(Data begins)

PR #13, opened 2016-10-25
delete reset_password_email_sent_at when change_password

syossan27:
I fixed that reset_password_email_sent_at isn't nil when the change_password!.
because, can't sent a mail at the time of the second time.


kyuden:
@syossan27  `change_password!` doesn't send mail, so It is strange that `reset_password_email_sent_at` becomes `nil`. Please check how to use `change_password!` In this [tutorial](https://github.com/Sorcery/sorcery/wiki/Reset-password).

syossan27:
@kyuden Thanks reply!
Sorry... My recognition was wrong.
close this pull request.

kyuden:
@syossan27  Thank you for your contribution!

(Data ends)

Task:
Your answer must be the line with "I fixed that" and all lines after it through the final line of the entries, copied exactly and with nothing added.

Answer to this task:
I fixed that reset_password_email_sent_at isn't nil when the change_password!.
because, can't sent a mail at the time of the second time.


kyuden:
@syossan27  `change_password!` doesn't send mail, so It is strange that `reset_password_email_sent_at` becomes `nil`. Please check how to use `change_password!` In this [tutorial](https://github.com/Sorcery/sorcery/wiki/Reset-password).

syossan27:
@kyuden Thanks reply!
Sorry... My recognition was wrong.
close this pull request.

kyuden:
@syossan27  Thank you for your contribution!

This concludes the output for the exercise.